Time spent periodically reviewing your business organizational documents such as articles of incorporation and other related documents can be time well spent!
Drafting your own corporate documents can be a penny wise and pound foolish decision.
Recently a client encountered difficulties when she drafted her own shareholders' agreement without benefit of seasoned legal counsel. The buy-sell provisions in the document were at best ambiguous.
Notably, while the agreement gave the corporation the right to repurchase the employee's shares if his employment was terminated, the terms of the repurchase were not clearly spelled out in the agreement. In particular, the client neglected to define how much the corporation would pay for the employee's shares, as well as when and how payment would be made to the employee.

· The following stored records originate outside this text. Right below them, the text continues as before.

PR #583, opened 2021-01-26
Update NativeInput to propagate mouse device type

chrisfromwork:
We need some sort of change like this to correctly send desktop mouse pointer events to BabylonNative from BabylonReactNative logic.


tymlipari (approved):

Plugins/NativeInput/Source/NativeInput.cpp
```diff
@@ -61,31 +61,33 @@ namespace Babylon::Plugins
         NativeInput::Impl::DeviceInputSystem::Initialize(env);
     }
 
-    void NativeInput::Impl::PointerDown(uint32_t pointerId, uint32_t buttonIndex, uint32_t x, uint32_t y)
+    void NativeInput::Impl::PointerDown(uint32_t pointerId, uint32_t buttonIndex, uint32_t x, uint32_t y, bool isMouse)
     {
-        m_runtimeScheduler([pointerId, buttonIndex, x, y, this]() {
-            const uint32_t inputIndex{GetPointerButtonInputIndex(buttonIndex)};
-            std::vector<int32_t>& deviceInputs{GetOrCreateInputMap(DeviceType::Touch, pointerId, { inputIndex, POINTER_X_INPUT_INDEX, POINTER_Y_INPUT_INDEX })};
+        const auto deviceType = isMouse ? DeviceType::Mouse : DeviceType::Touch;
```
ryantrem, line 66:
```suggestion
        const auto deviceType{ isMouse ? DeviceType::Mouse : DeviceType::Touch };
```

Plugins/NativeInput/Include/Babylon/Plugins/NativeInput.h
```diff
@@ -7,14 +7,25 @@ namespace Babylon::Plugins
...
+
         // TODO: Ideally instances of these should be scoped to individual views within an env, but we don't yet support multi-view.
         // See https://github.com/BabylonJS/BabylonNative/issues/147
         static NativeInput& CreateForJavaScript(Napi::Env);
         static NativeInput& GetFromJavaScript(Napi::Env);
 
-        void PointerDown(uint32_t pointerId, uint32_t buttonIndex, uint32_t x, uint32_t y);
-        void PointerUp(uint32_t pointerId, uint32_t buttonIndex, uint32_t x, uint32_t y);
-        void PointerMove(uint32_t pointerId, uint32_t x, uint32_t y);
+        void PointerDown(uint32_t pointerId, uint32_t buttonIndex, uint32_t x, uint32_t y, DeviceType deviceType);
```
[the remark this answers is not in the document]
chrisfromwork: this should now be updated

Plugins/NativeInput/Source/NativeInput.cpp
```diff
@@ -61,31 +61,31 @@ namespace Babylon::Plugins
...
 
-    void NativeInput::Impl::PointerDown(uint32_t pointerId, uint32_t buttonIndex, uint32_t x, uint32_t y)
+    void NativeInput::Impl::PointerDown(uint32_t pointerId, uint32_t buttonIndex, uint32_t x, uint32_t y, DeviceType deviceType)
     {
-        m_runtimeScheduler([pointerId, buttonIndex, x, y, this]() {
-            const uint32_t inputIndex{GetPointerButtonInputIndex(buttonIndex)};
-            std::vector<int32_t>& deviceInputs{GetOrCreateInputMap(DeviceType::Touch, pointerId, { inputIndex, POINTER_X_INPUT_INDEX, POINTER_Y_INPUT_INDEX })};
+        m_runtimeScheduler([pointerId, buttonIndex, x, y, deviceType, this]() {
+            const uint32_t inputIndex{ GetPointerButtonInputIndex(buttonIndex) };
+            std::vector<int32_t>& deviceInputs{ GetOrCreateInputMap(deviceType, pointerId, { inputIndex, POINTER_X_INPUT_INDEX, POINTER_Y_INPUT_INDEX }) };
```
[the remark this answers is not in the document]
chrisfromwork: I believe this should now be fixed

Plugins/NativeInput/Source/NativeInput.cpp
chrisfromwork: this is no longer applicable

Plugins/NativeInput/Source/NativeInput.cpp
```diff
@@ -98,26 +162,31 @@ namespace Babylon::Plugins
...
         });
     }
 
     NativeInput::Impl::DeviceStatusChangedCallbackTicket NativeInput::Impl::AddDeviceConnectedCallback(NativeInput::Impl::DeviceStatusChangedCallback&& callback)
     {
-        return m_deviceConnectedCallbacks.insert(std::move(callback));
+        // Firing this callback on registration to mimic web behavior
+        for (auto [key, state] : m_inputs)
+        {
+            callback(key.first, key.second);
```
chrisfromwork, line 186: @ryantrem synchronous calls seem to work for this callback, but do we need to actually queue things with the event dispatcher?

Plugins/NativeInput/Source/NativeInput.h
```diff
@@ -32,9 +32,14 @@ namespace Babylon::Plugins
 
         Impl(Napi::Env);
 
-        void PointerDown(uint32_t pointerId, uint32_t buttonIndex, uint32_t x, uint32_t y);
-        void PointerUp(uint32_t pointerId, uint32_t buttonIndex, uint32_t x, uint32_t y);
-        void PointerMove(uint32_t pointerId, uint32_t x, uint32_t y);
+        bool HasMouse();
```
chrisfromwork, line 35: TODO: i still need this to be platform specific

Plugins/NativeInput/CMakeLists.txt
```diff
@@ -1,9 +1,20 @@
...
-    "Source/DeviceInputSystem.cpp"
-    "Source/DeviceInputSystem.h")
+    "Source/Shared/NativeInput.cpp"
+    "Source/Shared/NativeInput.h"
+    "Source/Shared/DeviceInputSystem.cpp"
+    "Source/Shared/DeviceInputSystem.h")
+
+if (ANDROID)
+    set(SOURCES ${SOURCES}
+        "Source/Android/NativeInputAndroid.cpp")
```
ryantrem, line 10: Can we just name all these files `NativeInput.cpp`? I think that is more similar to how we do it in other places, like UrlLib.

Plugins/NativeInput/Source/Shared/NativeInput.cpp
```diff
@@ -40,55 +42,112 @@ namespace Babylon::Plugins
...
 
     NativeInput::Impl::Impl(Napi::Env env)
         : m_runtimeScheduler{JsRuntime::GetFromJavaScript(env)}
     {
         NativeInput::Impl::DeviceInputSystem::Initialize(env);
+
+        if (HasMouse())
+        {
+            const uint32_t inputIndex{ GetPointerButtonInputIndex(0) };
+            GetOrCreateInputMap(DeviceType::Mouse, MOUSE_POINTER_ID, { inputIndex, POINTER_X_INPUT_INDEX, POINTER_Y_INPUT_INDEX });
```
ryantrem, line 83: Is this just so that we can query these inputs before there are any mouse events?

Plugins/NativeInput/Include/Babylon/Plugins/NativeInput.h
```diff
@@ -12,9 +12,12 @@ namespace Babylon::Plugins
...
         static NativeInput& GetFromJavaScript(Napi::Env);
 
-        void PointerDown(uint32_t pointerId, uint32_t buttonIndex, uint32_t x, uint32_t y);
-        void PointerUp(uint32_t pointerId, uint32_t buttonIndex, uint32_t x, uint32_t y);
-        void PointerMove(uint32_t pointerId, uint32_t x, uint32_t y);
+        void MouseDown(uint32_t buttonIndex, uint32_t x, uint32_t y);
+        void MouseUp(uint32_t buttonIndex, uint32_t x, uint32_t y);
+        void MouseMove(uint32_t x, uint32_t y);
+        void TouchDown(uint32_t pointerId, uint32_t buttonIndex, uint32_t x, uint32_t y);
+        void TouchUp(uint32_t pointerId, uint32_t buttonIndex, uint32_t x, uint32_t y);
```
ryantrem, line 19: I don't think we need/want `buttonIndex` for these since there is only one "button" for touch. Seems like it should be:
```suggestion
        void TouchDown(uint32_t pointerId, uint32_t x, uint32_t y);
        void TouchUp(uint32_t pointerId, uint32_t x, uint32_t y);
```

Plugins/NativeInput/Source/Shared/NativeInput.cpp
```diff
@@ -40,55 +42,112 @@ namespace Babylon::Plugins
...
+    }
+
+    void NativeInput::Impl::MouseMove(uint32_t x, uint32_t y)
+    {
+        PointerMove(MOUSE_POINTER_ID, x, y, DeviceType::Mouse);
+    }
+
+    void NativeInput::Impl::TouchDown(uint32_t pointerId, uint32_t buttonIndex, uint32_t x, uint32_t y)
+    {
+        PointerDown(pointerId, buttonIndex, x, y, DeviceType::Touch);
```
ryantrem, line 104: Based on my previous comment, it seems like the `buttonIndex` should be hard coded to 0 (e.g. `TOUCH_BUTTON_INDEX`, like what you did for `MOUSE_POINTER_ID`).

Plugins/NativeInput/Source/Windows/NativeInputWindows.cpp
```diff
@@ -0,0 +1,9 @@
+#include "..\Shared\NativeInput.h"
+
+namespace Babylon::Plugins
+{
+    bool NativeInput::Impl::HasMouse()
+    {
+        return true;
```
ryantrem, line 7: I was thinking we would actually use platform specific APIs to determine whether a mouse is present (similar to what Babylon.js does in the browser). For UWP I think this could be determined from `Windows::Devices::Input::MouseCapabilities::MousePresent`.

Plugins/NativeInput/CMakeLists.txt
chrisfromwork: Can you include multiple cpp files with the same name in the same lib project?

Plugins/NativeInput/Source/Windows/NativeInputWindows.cpp
tymlipari: I had a similar thought while looking at this code, but wonder how we'd handle transient devices? For example on HoloLens we support bluetooth mice, but they might not be present at app launch. We'd presumably want to be responsive to runtime changes (though that might also be better to tackle with a separate PR).

Plugins/NativeInput/CMakeLists.txt
ryantrem: If they are in different folders I think so.

Plugins/NativeInput/Source/NativeInput.cpp
ryantrem: No we shouldn't need to dispatch. This is called from the JS thread so we are already on the correct thread, and the equivalent code that runs in the browser does this synchronously as well: https://github.com/BabylonJS/Babylon.js/blob/master/src/DeviceInput/deviceInputSystem.ts#L29-L40

Plugins/NativeInput/Source/Windows/NativeInputWindows.cpp
ryantrem: Yea we should handle that properly but I’m ok with it being in a later change personally.

Plugins/NativeInput/Source/Android/NativeInputAndroid.cpp
```diff
@@ -0,0 +1,9 @@
+#include "..\Shared\NativeInput.h"
+
+namespace Babylon::Plugins
+{
+    bool NativeInput::Impl::HasMouse()
+    {
+        return false;
```
syntheticmagus, line 7: nit: This is probably fine for now, but I don't think this is a safe assumption going forward, is it? Android devices do support mice, I think.

Plugins/NativeInput/CMakeLists.txt
chrisfromwork: yeah looks like this suggestion works. FWIW, I prefer this naming as well :)

Plugins/NativeInput/Include/Babylon/Plugins/NativeInput.h
chrisfromwork: sounds good

Plugins/NativeInput/Source/Shared/NativeInput.cpp
chrisfromwork: sounds good

Plugins/NativeInput/Source/Android/NativeInputAndroid.cpp
chrisfromwork: I'll add todos to these currently returning false

Plugins/NativeInput/Source/Windows/NativeInputWindows.cpp
chrisfromwork: sounds good

Plugins/NativeInput/Source/Shared/NativeInput.cpp
chrisfromwork: yes, that was the thought behind it

ryantrem (approved):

The client then compounded this error by issuing shares to employee without obtaining his signature on this poorly drafted shareholders' agreement. Needless to say, the employee was not inclined to sign the shareholders' agreement once he already had the shares in hand.
Hiring a business lawyer to fix the consequences of drafting mistake can be far more expensive than hiring the lawyer to draft the document in the first place.
To make a long story short, the client wound up having to hire us to negotiate the purchase the employee's shares when he resigned and spent a considerable amount of time and money in the process.
All this time and expense could have been easily avoided had the shareholders' agreement been drafted properly and executed before any shares were delivered.
I recommending to all business owners that they have their internal housekeeping paperwork reviewed now, in advance of any problems/issues.
My client could have avoided substantial stress and time and expense had she handled things differently.
This is another example of where an ounce of prevention is worth a pound of cure.